Quel chemin vous reste-t-il à faire pour atteindre vos objectifs en 2015 ?

Entre 2008 et 2012, nous avons travaillé sur les points qui irritaient le plus les clients. A partir de 2013, nous allons nous focaliser sur les process qui peuvent encore paraître compliqués pour les clients. Quand on leur demande : " La Poste, un grand groupe de services, pour vous cela veut dire quoi ? ", ils répondent en choeur " simple, fiable et proche ". Grâce aux clients, nous allons identifier les moments du parcours qui sont à améliorer. Le déménagement, par exemple, demeure un point sur lequel nous devons travailler. Ce moment particulier ne devient plus seulement pour La Poste la question du changement d'adresse, mais plutôt celle de l'accompagnement du client tout au long de son parcours avec un ensemble de services intégrés qui vont lui faciliter cette expérience de vie. Nous allons adopter l'indicateur que de nombreux grands groupes de services utilisent : " le taux d'effort ". Il permet d'évaluer si l'entreprise agit de façon simple ou compliquée par rapport aux attentes des clients. Cela nous permettra de guider nos actions.

Cette année sera également l'occasion pour nous de continuer sur cette dynamique de développement et de co-construction du service aussi bien avec les clients qu'avec les collaborateurs. Afin de travailler avec nos clients, recueillir leurs idées, attentes, suggestions, le groupe expérimente une plateforme de conversations en ligne afin de créer une communauté de clients recrutés à partir du site " service consommateurs " de laposte.fr. En interne, nous sommes sur le même type de développement de projet avec le déploiement d'un outil collaboratif permettant de sonder, discuter et échanger à distance avec un nombre illimité de collaborateurs, défini en fonction des thématiques abordées.

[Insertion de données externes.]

PR #8620, opened 2026-07-14
fix(rest): return 400 instead of 500 when rendering an invalid prompt template

Me-Priyank:
## What

`POST /groups/{groupId}/artifacts/{artifactId}/versions/{versionExpression}/render` returns **500** when the stored PROMPT_TEMPLATE content is unparseable or has no `template` field. The request itself is well formed, the stored content simply isn't a usable prompt template, so this should be a 4xx.

Reported privately by email to @EricWittmann and @carlesarnal; opening this PR at Eric's suggestion.
## Why it matters

`PromptRenderingService.render()` wrapped every failure, including content-shaped ones, in a plain `RuntimeException`. That type isn't in `HttpStatusCodeMap`, so `getCode()` falls back to `HTTP_INTERNAL_ERROR`.

`CoreRegistryExceptionMapperService` reports **every** 500 to `ResponseErrorLivenessCheck`, whose `error-threshold` defaults to `1` per 60s window. So repeated render calls against one malformed template can drive `/health/live` down. The 500 response body also surfaced the underlying parser error.

Malformed content is storable because content is only validated on creation when a VALIDITY rule is enabled, which is off by default.

## Changes

`PromptRenderingService`:

- `extractTemplateText`: throw `BadRequestException` instead of `IllegalArgumentException` when the `template` field is missing.
- `parseContent`: throw `BadRequestException` when the content parses as neither YAML nor JSON. No cause is attached, so the response no longer exposes the raw parser message.
- Remove the blanket `catch (Exception) -> RuntimeException`. It produced the 500s, and it would otherwise re-wrap the mapped exception. Genuinely unexpected errors still surface as 500 and are still reported to the liveness check, which is the intent.

`BadRequestException` is already mapped to 400 in `HttpStatusCodeMap`, and is already what this endpoint throws for the wrong-artifact-type case, so no new exception type or mapping is introduced.

## Tests

- `PromptRenderTest`: two new cases asserting **400** (not 500), a template with no `template` field, and unparseable content.
- `PromptRenderingServiceTest`: the two existing error-case tests now assert `BadRequestException` instead of `RuntimeException`; added cases for empty content and non-object content.

Both new REST cases fail with `Expected status code <400> but was <500>` (emitting two `[500 ERROR DETECTED]` liveness reports) without the service change, and pass with it.

## Not changed

A non-textual `template` (e.g. `template: {a: 1}`) still renders as an empty string via `asText()`. It never throws, so it isn't part of this issue, happy to address it separately if you'd prefer.

### DIFF
--- a/app/src/main/java/io/apicurio/registry/services/PromptRenderingService.java
+++ b/app/src/main/java/io/apicurio/registry/services/PromptRenderingService.java
@@ -4,8 +4,8 @@ import com.fasterxml.jackson.databind.JsonNode;
 import io.apicurio.registry.content.ContentHandle;
 import io.apicurio.registry.rest.v3.beans.RenderPromptResponse;
 import io.apicurio.registry.rest.v3.beans.RenderValidationError;
+import io.apicurio.registry.storage.error.InvalidContentException;
 import jakarta.enterprise.context.ApplicationScoped;
-import jakarta.ws.rs.BadRequestException;
 
 import java.util.ArrayList;
 import java.util.Iterator;
@@ -39,6 +39,9 @@ public class PromptRenderingService {
                                         String groupId, String artifactId, String version) {
         // Parse the template content (could be YAML or JSON)
         JsonNode templateNode = parseContent(content);
+        if (templateNode == null || !templateNode.isObject()) {
+            throw new InvalidContentException("Prompt template content must be a JSON or YAML object");
+        }
 
         // Extract template field and variables schema
         String templateText = extractTemplateText(templateNode);
@@ -73,7 +76,7 @@ public class PromptRenderingService {
             try {
                 return MAPPER.readTree(text);
             } catch (Exception ex) {
-                throw new BadRequestException("Prompt template content is not valid YAML or JSON");
+                throw new InvalidContentException("Prompt template content is not valid YAML or JSON");
             }
         }
     }
@@ -84,7 +87,7 @@ public class PromptRenderingService {
     private String extractTemplateText(JsonNode templateNode) {
         JsonNode templateField = templateNode.path("template");
         if (templateField.isMissingNode()) {
-            throw new BadRequestException("Prompt template is missing 'template' field");
+            throw new InvalidContentException("Prompt template is missing 'template' field");
         }
         return templateField.asText();
     }
--- a/app/src/main/java/io/apicurio/registry/services/PromptRenderingService.java
+++ b/app/src/main/java/io/apicurio/registry/services/PromptRenderingService.java
@@ -5,8 +5,7 @@ import io.apicurio.registry.content.ContentHandle;
 import io.apicurio.registry.rest.v3.beans.RenderPromptResponse;
 import io.apicurio.registry.rest.v3.beans.RenderValidationError;
 import jakarta.enterprise.context.ApplicationScoped;
-import jakarta.inject.Inject;
-import org.slf4j.Logger;
+import jakarta.ws.rs.BadRequestException;
 
 import java.util.ArrayList;
 import java.util.Iterator;
@@ -26,9 +25,6 @@ public class PromptRenderingService {
 
     private static final Pattern VARIABLE_PATTERN = Pattern.compile("\\{\\{([^}]+)\\}\\}");
 
-    @Inject
-    Logger log;
-
     /**
      * Renders a prompt template by substituting variables.
      *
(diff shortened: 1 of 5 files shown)


Me-Priyank:
Reopening the fix from #8608 now that #8587 is merged... @EricWittmann @carlesarnal  PTAL whenever you have a moment

app/src/main/java/io/apicurio/registry/services/PromptRenderingService.java
```diff
@@ -41,46 +37,44 @@ public class PromptRenderingService {
      */
     public RenderPromptResponse render(ContentHandle content, Map<String, Object> variables,
                                         String groupId, String artifactId, String version) {
-        try {
-            // Parse the template content (could be YAML or JSON)
-            JsonNode templateNode = parseContent(content);
+        // Parse the template content (could be YAML or JSON)
+        JsonNode templateNode = parseContent(content);
```
EricWittmann, line 41: `YAML_MAPPER.readTree()` can return `null` for empty or whitespace-only input (Jackson behavior). When that happens, `extractTemplateText(templateNode)` will NPE — which still surfaces as a 500.

The `testEmptyContent` test passes today only because `""` fails YAML parsing and falls through to JSON, which also fails. But inputs like `"# nothing"` (a YAML comment) or `"   "` (whitespace) will parse successfully via `YAML_MAPPER.readTree()`, return `null`, and bypass your new error handling.

Similarly, `"just a plain string"` is valid YAML (a scalar `TextNode`), so `parseContent` succeeds and the error only triggers later when `.path("template")` returns a missing node. This works but is fragile.

Please add a null/non-object guard after `parseContent` returns:

```java
JsonNode templateNode = parseContent(content);
if (templateNode == null || !templateNode.isObject()) {
    throw new BadRequestException("Prompt template content must be a JSON or YAML object");
}
```

This makes the contract explicit and handles the edge cases cleanly.

app/src/main/java/io/apicurio/registry/services/PromptRenderingService.java
```diff
@@ -5,8 +5,7 @@
 import io.apicurio.registry.rest.v3.beans.RenderPromptResponse;
 import io.apicurio.registry.rest.v3.beans.RenderValidationError;
 import jakarta.enterprise.context.ApplicationScoped;
-import jakarta.inject.Inject;
-import org.slf4j.Logger;
+import jakarta.ws.rs.BadRequestException;
```
EricWittmann: This introduces `jakarta.ws.rs.BadRequestException` into a `services/`-layer CDI bean — the first usage of a JAX-RS exception outside the `rest/` package in this codebase. It couples the service layer to the HTTP transport.

Since this class is only called from the REST layer today, this is pragmatically fine and I wouldn't block on it. But please consider whether a domain-specific exception (e.g. `InvalidContentException extends RuntimeException`) mapped in `HttpStatusCodeMap` would be more appropriate, keeping the service layer transport-agnostic. If you'd rather keep `BadRequestException` for simplicity, that's acceptable — just wanted to flag the precedent.

EricWittmann (changes requested):
Good fix overall — the root cause analysis, exception choice, and test coverage are solid. Two items to address before merge.

app/src/main/java/io/apicurio/registry/services/PromptRenderingService.java
Me-Priyank: Thanks for flagging @EricWittmann .. Added a `templateNode == null || !templateNode.isObject()` guard right after `parseContent`. You're right that an empty YAML document (whitespace-only or comment-only) makes `readTree` return null and NPE'd into a 500. Covered by two new service tests and one REST test for the comment-only case.

app/src/main/java/io/apicurio/registry/services/PromptRenderingService.java
Me-Priyank: Went with the domain exception: new `InvalidContentException extends RegistryException`, mapped to 400 in `HttpStatusCodeMap`, following the `InvalidArtifactType`/`storage.error` pattern. The service no longer imports `jakarta.ws.rs`

Me-Priyank:
Thanks for teaching @EricWittmann :)) .. applied the fixed and rebased on latest main. Ready for another look

carlesarnal (changes requested):
The code changes look correct. Replacing the generic exception handling with `InvalidContentException`, adding proper null/type checks, and mapping to 400 in `HttpStatusCodeMap` is the right approach. Removing the logger was appropriate since exceptions are no longer being swallowed.

Edge case coverage in the tests is thorough — null values, wrong types, missing variables, nested access on primitives.

One nit: verify DCO sign-off is present.

Me-Priyank:
Thanks @carlesarnal  DCO sign-off is present on both commits .. the earlier failure was an accidental merge commit that slipped onto the branch unsigned. I've rebased on latest main and dropped it, so the history is now two clean signed-off commits. Should be green.

EricWittmann (approved):
Both review comments have been addressed. The null/non-object guard after parseContent handles the edge cases cleanly, and the domain exception approach follows the existing codebase patterns well. Nice work on the thorough test coverage too.

EricWittmann:
:clap:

Pour y répondre, nous avons amélioré l'accès physique (bureaux, facteurs, conseillers) et multicanal à disposition de nos clients. Nous avons ainsi mis en place le service consommateur multicanal du groupe : au téléphone, ce sont 8,5 millions d'appels par an au 3631 essentiellement, des demandes d'information, par courrier, plus de 35 000 formulaires de réclamations reçus chaque mois à l'adresse unique " service consommateurs 99999 La Poste ", sur le Web, via l'adresse accessible un seul clic sur laposte.fr, ce sont plus de 120 000 visiteurs mensuels, et bien sûr une présence sur Twitter et Facebook. Avec cette multitude de points de contacts, les clients peuvent ainsi choisir leur mode d'accès à la Poste. Il convient, là aussi, de simplifier le parcours et de savoir gérer les informations déposées par les clients sur tous ces canaux.